__Exercise instructions__
Retype the data exactly, so that every line matches the original.

__Extracted information__
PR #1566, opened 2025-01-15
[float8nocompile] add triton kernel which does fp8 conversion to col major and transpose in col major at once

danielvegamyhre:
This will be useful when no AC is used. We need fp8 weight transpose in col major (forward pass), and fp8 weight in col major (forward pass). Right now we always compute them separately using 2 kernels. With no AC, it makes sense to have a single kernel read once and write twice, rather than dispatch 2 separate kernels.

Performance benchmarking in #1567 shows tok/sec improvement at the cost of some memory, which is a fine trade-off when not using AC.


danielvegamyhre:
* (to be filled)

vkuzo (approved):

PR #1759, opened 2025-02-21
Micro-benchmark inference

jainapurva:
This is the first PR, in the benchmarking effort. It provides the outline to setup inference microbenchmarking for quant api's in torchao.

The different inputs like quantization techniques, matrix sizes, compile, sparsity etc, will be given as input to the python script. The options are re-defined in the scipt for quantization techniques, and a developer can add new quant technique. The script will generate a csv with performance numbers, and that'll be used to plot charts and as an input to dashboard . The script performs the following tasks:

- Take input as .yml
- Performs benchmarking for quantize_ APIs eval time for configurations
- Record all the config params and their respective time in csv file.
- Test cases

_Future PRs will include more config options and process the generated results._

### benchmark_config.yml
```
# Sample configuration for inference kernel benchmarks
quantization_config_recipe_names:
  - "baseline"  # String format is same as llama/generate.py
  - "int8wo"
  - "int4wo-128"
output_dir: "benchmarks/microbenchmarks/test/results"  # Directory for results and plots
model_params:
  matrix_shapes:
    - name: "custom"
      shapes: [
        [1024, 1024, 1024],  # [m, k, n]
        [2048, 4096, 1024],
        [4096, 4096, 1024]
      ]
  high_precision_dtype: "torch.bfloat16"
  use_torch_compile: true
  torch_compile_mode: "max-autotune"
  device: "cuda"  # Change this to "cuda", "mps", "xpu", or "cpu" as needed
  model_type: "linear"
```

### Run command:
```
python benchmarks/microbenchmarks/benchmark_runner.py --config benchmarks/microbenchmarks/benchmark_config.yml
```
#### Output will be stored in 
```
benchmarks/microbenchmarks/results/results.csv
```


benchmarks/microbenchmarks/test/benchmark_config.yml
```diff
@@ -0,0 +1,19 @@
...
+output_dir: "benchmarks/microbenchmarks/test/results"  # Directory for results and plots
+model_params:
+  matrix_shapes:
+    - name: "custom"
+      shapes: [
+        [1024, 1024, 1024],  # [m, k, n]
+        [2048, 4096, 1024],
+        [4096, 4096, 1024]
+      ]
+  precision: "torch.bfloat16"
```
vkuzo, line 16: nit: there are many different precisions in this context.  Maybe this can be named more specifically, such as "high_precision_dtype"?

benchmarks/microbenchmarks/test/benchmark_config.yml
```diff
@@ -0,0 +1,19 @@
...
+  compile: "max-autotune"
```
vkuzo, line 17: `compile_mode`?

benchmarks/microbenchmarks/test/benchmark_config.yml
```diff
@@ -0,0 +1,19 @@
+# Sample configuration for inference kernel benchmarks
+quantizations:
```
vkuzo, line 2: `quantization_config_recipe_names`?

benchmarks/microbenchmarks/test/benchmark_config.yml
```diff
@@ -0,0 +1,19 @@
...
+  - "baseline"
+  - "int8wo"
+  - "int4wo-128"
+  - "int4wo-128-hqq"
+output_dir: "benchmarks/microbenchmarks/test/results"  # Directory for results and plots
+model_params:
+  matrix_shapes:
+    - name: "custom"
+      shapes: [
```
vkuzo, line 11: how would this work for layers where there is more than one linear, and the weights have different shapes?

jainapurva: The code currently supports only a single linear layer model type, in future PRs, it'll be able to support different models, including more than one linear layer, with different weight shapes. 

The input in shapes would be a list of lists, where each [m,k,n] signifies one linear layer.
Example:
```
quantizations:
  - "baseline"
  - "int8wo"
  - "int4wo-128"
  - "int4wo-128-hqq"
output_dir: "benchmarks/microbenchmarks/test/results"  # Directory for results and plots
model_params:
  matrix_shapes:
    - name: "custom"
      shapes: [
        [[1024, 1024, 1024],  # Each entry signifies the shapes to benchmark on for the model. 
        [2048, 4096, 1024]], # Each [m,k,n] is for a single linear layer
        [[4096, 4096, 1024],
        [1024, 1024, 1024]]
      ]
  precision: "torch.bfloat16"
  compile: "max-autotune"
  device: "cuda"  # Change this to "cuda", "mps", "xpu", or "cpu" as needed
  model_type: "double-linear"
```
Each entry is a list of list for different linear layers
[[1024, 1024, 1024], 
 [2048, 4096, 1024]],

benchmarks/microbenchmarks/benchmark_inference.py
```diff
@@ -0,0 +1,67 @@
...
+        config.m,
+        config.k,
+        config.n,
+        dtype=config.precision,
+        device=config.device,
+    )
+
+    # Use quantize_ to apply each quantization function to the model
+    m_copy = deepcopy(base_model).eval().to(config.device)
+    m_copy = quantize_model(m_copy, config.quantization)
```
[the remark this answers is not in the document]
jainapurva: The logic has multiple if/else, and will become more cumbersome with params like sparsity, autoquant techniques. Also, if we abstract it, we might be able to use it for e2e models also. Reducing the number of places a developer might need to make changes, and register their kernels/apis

__Result of this task__
PR #1566, opened 2025-01-15
[float8nocompile] add triton kernel which does fp8 conversion to col major and transpose in col major at once

danielvegamyhre:
This will be useful when no AC is used. We need fp8 weight transpose in col major (forward pass), and fp8 weight in col major (forward pass). Right now we always compute them separately using 2 kernels. With no AC, it makes sense to have a single kernel read once and write twice, rather than dispatch 2 separate kernels.

Performance benchmarking in #1567 shows tok/sec improvement at the cost of some memory, which is a fine trade-off when not using AC.


danielvegamyhre:
* (to be filled)

vkuzo (approved):

PR #1759, opened 2025-02-21
Micro-benchmark inference

jainapurva:
This is the first PR, in the benchmarking effort. It provides the outline to setup inference microbenchmarking for quant api's in torchao.

The different inputs like quantization techniques, matrix sizes, compile, sparsity etc, will be given as input to the python script. The options are re-defined in the scipt for quantization techniques, and a developer can add new quant technique. The script will generate a csv with performance numbers, and that'll be used to plot charts and as an input to dashboard . The script performs the following tasks:

- Take input as .yml
- Performs benchmarking for quantize_ APIs eval time for configurations
- Record all the config params and their respective time in csv file.
- Test cases

_Future PRs will include more config options and process the generated results._

### benchmark_config.yml
```
# Sample configuration for inference kernel benchmarks
quantization_config_recipe_names:
  - "baseline"  # String format is same as llama/generate.py
  - "int8wo"
  - "int4wo-128"
output_dir: "benchmarks/microbenchmarks/test/results"  # Directory for results and plots
model_params:
  matrix_shapes:
    - name: "custom"
      shapes: [
        [1024, 1024, 1024],  # [m, k, n]
        [2048, 4096, 1024],
        [4096, 4096, 1024]
      ]
  high_precision_dtype: "torch.bfloat16"
  use_torch_compile: true
  torch_compile_mode: "max-autotune"
  device: "cuda"  # Change this to "cuda", "mps", "xpu", or "cpu" as needed
  model_type: "linear"
```

### Run command:
```
python benchmarks/microbenchmarks/benchmark_runner.py --config benchmarks/microbenchmarks/benchmark_config.yml
```
#### Output will be stored in 
```
benchmarks/microbenchmarks/results/results.csv
```


benchmarks/microbenchmarks/test/benchmark_config.yml
```diff
@@ -0,0 +1,19 @@
...
+output_dir: "benchmarks/microbenchmarks/test/results"  # Directory for results and plots
+model_params:
+  matrix_shapes:
+    - name: "custom"
+      shapes: [
+        [1024, 1024, 1024],  # [m, k, n]
+        [2048, 4096, 1024],
+        [4096, 4096, 1024]
+      ]
+  precision: "torch.bfloat16"
```
vkuzo, line 16: nit: there are many different precisions in this context.  Maybe this can be named more specifically, such as "high_precision_dtype"?

benchmarks/microbenchmarks/test/benchmark_config.yml
```diff
@@ -0,0 +1,19 @@
...
+  compile: "max-autotune"
```
vkuzo, line 17: `compile_mode`?

benchmarks/microbenchmarks/test/benchmark_config.yml
```diff
@@ -0,0 +1,19 @@
+# Sample configuration for inference kernel benchmarks
+quantizations:
```
vkuzo, line 2: `quantization_config_recipe_names`?

benchmarks/microbenchmarks/test/benchmark_config.yml
```diff
@@ -0,0 +1,19 @@
...
+  - "baseline"
+  - "int8wo"
+  - "int4wo-128"
+  - "int4wo-128-hqq"
+output_dir: "benchmarks/microbenchmarks/test/results"  # Directory for results and plots
+model_params:
+  matrix_shapes:
+    - name: "custom"
+      shapes: [
```
vkuzo, line 11: how would this work for layers where there is more than one linear, and the weights have different shapes?

jainapurva: The code currently supports only a single linear layer model type, in future PRs, it'll be able to support different models, including more than one linear layer, with different weight shapes. 

The input in shapes would be a list of lists, where each [m,k,n] signifies one linear layer.
Example:
```
quantizations:
  - "baseline"
  - "int8wo"
  - "int4wo-128"
  - "int4wo-128-hqq"
output_dir: "benchmarks/microbenchmarks/test/results"  # Directory for results and plots
model_params:
  matrix_shapes:
    - name: "custom"
      shapes: [
        [[1024, 1024, 1024],  # Each entry signifies the shapes to benchmark on for the model. 
        [2048, 4096, 1024]], # Each [m,k,n] is for a single linear layer
        [[4096, 4096, 1024],
        [1024, 1024, 1024]]
      ]
  precision: "torch.bfloat16"
  compile: "max-autotune"
  device: "cuda"  # Change this to "cuda", "mps", "xpu", or "cpu" as needed
  model_type: "double-linear"
```
Each entry is a list of list for different linear layers
[[1024, 1024, 1024], 
 [2048, 4096, 1024]],

benchmarks/microbenchmarks/benchmark_inference.py
```diff
@@ -0,0 +1,67 @@
...
+        config.m,
+        config.k,
+        config.n,
+        dtype=config.precision,
+        device=config.device,
+    )
+
+    # Use quantize_ to apply each quantization function to the model
+    m_copy = deepcopy(base_model).eval().to(config.device)
+    m_copy = quantize_model(m_copy, config.quantization)
```
[the remark this answers is not in the document]
jainapurva: The logic has multiple if/else, and will become more cumbersome with params like sparsity, autoquant techniques. Also, if we abstract it, we might be able to use it for e2e models also. Reducing the number of places a developer might need to make changes, and register their kernels/apis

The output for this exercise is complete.